What is needed here is a verbatim copy of the records that follow.

INFORMATION GIVEN Start Marker

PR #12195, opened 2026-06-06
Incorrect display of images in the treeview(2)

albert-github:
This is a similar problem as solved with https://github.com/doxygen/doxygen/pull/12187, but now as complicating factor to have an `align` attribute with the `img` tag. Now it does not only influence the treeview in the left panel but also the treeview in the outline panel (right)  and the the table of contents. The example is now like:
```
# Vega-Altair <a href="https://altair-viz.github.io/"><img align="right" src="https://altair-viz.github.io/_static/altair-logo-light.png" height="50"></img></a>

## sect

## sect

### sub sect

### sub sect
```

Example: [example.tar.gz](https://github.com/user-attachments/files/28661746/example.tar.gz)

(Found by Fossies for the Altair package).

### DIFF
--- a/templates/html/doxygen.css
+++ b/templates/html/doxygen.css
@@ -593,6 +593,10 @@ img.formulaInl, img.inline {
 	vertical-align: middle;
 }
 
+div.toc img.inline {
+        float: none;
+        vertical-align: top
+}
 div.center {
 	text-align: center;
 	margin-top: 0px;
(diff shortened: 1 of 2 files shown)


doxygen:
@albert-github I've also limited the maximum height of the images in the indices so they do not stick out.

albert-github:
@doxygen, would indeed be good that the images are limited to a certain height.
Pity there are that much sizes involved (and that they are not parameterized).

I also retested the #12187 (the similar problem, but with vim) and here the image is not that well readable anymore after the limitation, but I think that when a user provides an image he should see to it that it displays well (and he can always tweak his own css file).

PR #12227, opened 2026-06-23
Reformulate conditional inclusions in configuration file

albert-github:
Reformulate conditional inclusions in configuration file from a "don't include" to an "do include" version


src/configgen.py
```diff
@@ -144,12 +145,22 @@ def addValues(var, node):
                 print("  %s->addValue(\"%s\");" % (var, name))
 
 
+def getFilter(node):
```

INFORMATION GIVEN End Marker

== SOLVED PROBLEM ==
PR #12195, opened 2026-06-06
Incorrect display of images in the treeview(2)

albert-github:
This is a similar problem as solved with https://github.com/doxygen/doxygen/pull/12187, but now as complicating factor to have an `align` attribute with the `img` tag. Now it does not only influence the treeview in the left panel but also the treeview in the outline panel (right)  and the the table of contents. The example is now like:
```
# Vega-Altair <a href="https://altair-viz.github.io/"><img align="right" src="https://altair-viz.github.io/_static/altair-logo-light.png" height="50"></img></a>

## sect

## sect

### sub sect

### sub sect
```

Example: [example.tar.gz](https://github.com/user-attachments/files/28661746/example.tar.gz)

(Found by Fossies for the Altair package).

### DIFF
--- a/templates/html/doxygen.css
+++ b/templates/html/doxygen.css
@@ -593,6 +593,10 @@ img.formulaInl, img.inline {
 	vertical-align: middle;
 }
 
+div.toc img.inline {
+        float: none;
+        vertical-align: top
+}
 div.center {
 	text-align: center;
 	margin-top: 0px;
(diff shortened: 1 of 2 files shown)


doxygen:
@albert-github I've also limited the maximum height of the images in the indices so they do not stick out.

albert-github:
@doxygen, would indeed be good that the images are limited to a certain height.
Pity there are that much sizes involved (and that they are not parameterized).

I also retested the #12187 (the similar problem, but with vim) and here the image is not that well readable anymore after the limitation, but I think that when a user provides an image he should see to it that it displays well (and he can always tweak his own css file).

PR #12227, opened 2026-06-23
Reformulate conditional inclusions in configuration file

albert-github:
Reformulate conditional inclusions in configuration file from a "don't include" to an "do include" version


src/configgen.py
```diff
@@ -144,12 +145,22 @@ def addValues(var, node):
                 print("  %s->addValue(\"%s\");" % (var, name))
 
 
+def getFilter(node):
```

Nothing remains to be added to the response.